Li Siyuan, Shen Yuting, Gao Meng, Song Huatai, Ge Zhanpeng, Zhang Qiuyue, Xu Jiaping, Wang Yu, Sun Hongwen
MOE Key Laboratory of Pollution Processes and Environmental Criteria, College of Environmental Science and Engineering, Nankai University, Tianjin 300350, China.
Toxics. 2024 Oct 12;12(10):737. doi: 10.3390/toxics12100737.

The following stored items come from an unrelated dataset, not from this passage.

PR #128, opened 2026-03-04
Fix deprecated APIs, latent bugs, and code quality issues

saitcakmak:
### Summary

  Follow-up to #127. Audited the codebase for remaining deprecated API usage, latent bugs, and code quality issues.

###   Deprecated API Replacements

  - torch.cholesky_solve → torch.linalg.solve_triangular (low_rank_root_added_diag_linear_operator.py): torch.cholesky_solve has been deprecated since PyTorch 1.9.
  Replaced with two chained torch.linalg.solve_triangular calls (forward solve with L, then back-substitution with L^T).
  - torch.dsmm → torch.mm (sparse.py, 3 call sites): torch.dsmm is an undocumented/legacy sparse-dense matrix multiply. torch.mm handles sparse inputs natively.
  - Old-style sparse tensor constructors → torch.sparse_coo_tensor (sparse.py, 3 call sites): Replaced getattr(torch.sparse, "FloatTensor")(...) patterns with the
  modern torch.sparse_coo_tensor().
  - bool_compat workaround → torch.bool (deprecation.py, linear_cg.py, cat_linear_operator.py): Removed workaround for PyTorch issue #21113 (resolved since PyTorch
  1.2). Replaced all bool_compat with torch.bool directly.

###   Bug Fixes

  - Missing f-string prefix (cat_linear_operator.py:297): Error message "Unexpected index type {cat_dim_indices.__class__.__name__}..." was missing the f prefix —
  the {...} was printed literally instead of interpolated.
  - _batch_move_memo naming and tuple mismatch (batch_repeat_linear_operator.py): Two bugs: (1) The setter used self.__batch_move_memo (name-mangled) but hasattr
  checked _batch_move_memo — the memo was never retrieved. (2) The setter stored a 3-tuple but the getter unpacked only 2 values, which would raise ValueError if
  ever hit. Fixed by using _batch_move_memo consistently and unpacking all 3 values.
  - Duplicate _diagonal() call (triangular_linear_operator.py:197): self._diagonal() was called twice — once stored in diag, then called again for logdet_term. Used
   the already-computed diag instead.

###   Code Quality

  - Removed duplicate create_linear_op() call in test_add_low_rank
  - Updated stale torch.solve comment → torch.linalg.solve
  - class StochasticLQ(object) → class StochasticLQ:
  - Removed unnecessary .contiguous() calls before .expand() and summation

### DIFF
--- a/linear_operator/operators/_linear_operator.py
+++ b/linear_operator/operators/_linear_operator.py
@@ -80,7 +80,7 @@ def _implements_second_arg(torch_function: Callable) -> Callable:
     where the first argument of the function is a torch.Tensor and the
     second argument is a LinearOperator
 
-    Examples of this include :meth:`torch.cholesky_solve`, `torch.solve`, or `torch.matmul`.
+    Examples of this include :meth:`torch.cholesky_solve`, `torch.linalg.solve`, or `torch.matmul`.
     """
 
     @functools.wraps(torch_function)
--- a/linear_operator/operators/_linear_operator.py
+++ b/linear_operator/operators/_linear_operator.py
@@ -80,7 +80,7 @@ def _implements_second_arg(torch_function: Callable) -> Callable:
     where the first argument of the function is a torch.Tensor and the
     second argument is a LinearOperator
 
-    Examples of this include :meth:`torch.cholesky_solve`, `torch.linalg.solve`, or `torch.matmul`.
+    Examples of this include `torch.linalg.solve` or `torch.matmul`.
     """
 
     @functools.wraps(torch_function)
--- a/linear_operator/operators/kronecker_product_linear_operator.py
+++ b/linear_operator/operators/kronecker_product_linear_operator.py
@@ -35,7 +35,7 @@ def _matmul(linear_ops, kp_shape, rhs):
     output_shape = _matmul_broadcast_shape(kp_shape, rhs.shape)
     output_batch_shape = output_shape[:-2]
 
-    res = rhs.contiguous().expand(*output_batch_shape, *rhs.shape[-2:])
+    res = rhs.expand(*output_batch_shape, *rhs.shape[-2:])
     num_cols = rhs.size(-1)
     for linear_op in linear_ops:
         res = res.view(*output_batch_shape, linear_op.size(-1), -1)
@@ -50,7 +50,7 @@ def _t_matmul(linear_ops, kp_shape, rhs):
     output_shape = _matmul_broadcast_shape(kp_t_shape, rhs.shape)
     output_batch_shape = torch.Size(output_shape[:-2])
 
-    res = rhs.contiguous().expand(*output_batch_shape, *rhs.shape[-2:])
+    res = rhs.expand(*output_batch_shape, *rhs.shape[-2:])
     num_cols = rhs.size(-1)
     for linear_op in linear_ops:
         res = res.view(*output_batch_shape, linear_op.size(-2), -1)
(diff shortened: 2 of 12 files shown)


linear_operator/operators/kronecker_product_linear_operator.py
```diff
@@ -50,7 +50,7 @@ def _t_matmul(linear_ops, kp_shape, rhs):
     output_shape = _matmul_broadcast_shape(kp_t_shape, rhs.shape)
     output_batch_shape = torch.Size(output_shape[:-2])
 
-    res = rhs.contiguous().expand(*output_batch_shape, *rhs.shape[-2:])
+    res = rhs.expand(*output_batch_shape, *rhs.shape[-2:])
```
Balandat, line 53: Are we sure these are not necessary? I've seen some pretty weird behavior with `contiguous()` esp. when things like `LinearOperator`s are involved. This seems ok but I had thought that in other situations as well...

linear_operator/operators/_linear_operator.py
Balandat: cholesky_solve should go if deprecated and you're removing it below

linear_operator/utils/deprecation.py
```diff
@@ -3,15 +3,10 @@
...
-from unittest.mock import MagicMock
 
 import torch
 
-# TODO: Use bool instead of uint8 dtype once pytorch #21113 is in stable release
-if isinstance(torch, MagicMock):
-    bool_compat = torch.uint8
-else:
-    bool_compat = (torch.ones(1) > 0).dtype
+bool_compat = torch.bool
```
Balandat: is this used anywhere? Why not kill it?

linear_operator/utils/sparse.py
```diff
@@ -114,21 +111,21 @@ def bdsmm(sparse, dense):
...
         dense = dense.view(batch_size, num_rows, num_cols)
-        res = torch.dsmm(sparse, dense.transpose(0, 1).reshape(-1, batch_size * num_cols))
+        res = torch.mm(sparse, dense.transpose(0, 1).reshape(-1, batch_size * num_cols))
         res = res.view(-1, batch_size, num_cols)
         res = res.transpose(0, 1).reshape(*batch_shape, -1, num_cols)
         return res
 
     else:
-        return torch.dsmm(sparse, dense)
+        return torch.mm(sparse, dense)
```
Balandat: is this equivalent to `torch.sparse.mm`? Note that `torch.mm` has the following warning that `torch.sparse.mm` does not have:

> Sparse support is a beta feature and some layout(s)/dtype/device combinations may not be supported, or may not have autograd support. If you notice missing functionality please open a feature request.

Balandat (changes requested):
Thanks!

linear_operator/operators/kronecker_product_linear_operator.py
saitcakmak: I questioned these as well and the response was that expand operation will result in non-contiguous view anyways, so you don't benefit from the prior contiguous call here. If we need a contiguous view, I think the right move would be to call contiguous after expand, or use reshape instead

linear_operator/utils/deprecation.py
saitcakmak: yeah, I was gonna tell it to remove it

linear_operator/utils/sparse.py
saitcakmak: We can use torch.sparse.mm as well. That was the other suggestion

Balandat (approved):
thanks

To predict the behavior of aromatic contaminants (ACs) in complex soil-plant systems, this study developed machine learning (ML) models to estimate the root concentration factor (RCF) of both traditional (e.g., polycyclic aromatic hydrocarbons, polychlorinated biphenyls) and emerging ACs (e.g., phthalate acid esters, aryl organophosphate esters). Four ML algorithms were employed, trained on a unified RCF dataset comprising 878 data points, covering 6 features of soil-plant cultivation systems and 98 molecular descriptors of 55 chemicals, including 29 emerging ACs. The gradient-boosted regression tree (GBRT) model demonstrated strong predictive performance, with a coefficient of determination (R) of 0.75, a mean absolute error (MAE) of 0.11, and a root mean square error (RMSE) of 0.22, as validated by five-fold cross-validation. Multiple explanatory analyses highlighted the significance of soil organic matter (SOM), plant protein and lipid content, exposure time, and molecular descriptors related to electronegativity distribution pattern (GATS8e) and double-ring structure (fr_bicyclic). An increase in SOM was found to decrease the overall RCF, while other variables showed strong correlations within specific ranges. This GBRT model provides an important tool for assessing the environmental behaviors of ACs in soil-plant systems, thereby supporting further investigations into their ecological and human exposure risks.
为预测芳香族污染物(ACs)在复杂土壤-植物系统中的行为,本研究开发了机器学习(ML)模型,以估算传统ACs(如多环芳烃、多氯联苯)和新兴ACs(如邻苯二甲酸酯、芳基有机磷酸酯)的根浓度因子(RCF)。采用了四种ML算法,在一个统一的RCF数据集上进行训练,该数据集包含878个数据点,涵盖土壤-植物种植系统的6个特征以及55种化学物质的98个分子描述符,其中包括29种新兴ACs。经五折交叉验证,梯度提升回归树(GBRT)模型显示出强大的预测性能,决定系数(R)为0.75,平均绝对误差(MAE)为0.11,均方根误差(RMSE)为0.22。多项解释性分析突出了土壤有机质(SOM)、植物蛋白质和脂质含量、暴露时间以及与电负性分布模式(GATS8e)和双环结构(fr_bicyclic)相关的分子描述符的重要性。研究发现SOM的增加会降低整体RCF,而其他变量在特定范围内显示出强相关性。该GBRT模型为评估ACs在土壤-植物系统中的环境行为提供了一个重要工具,从而有助于进一步研究它们的生态和人类暴露风险。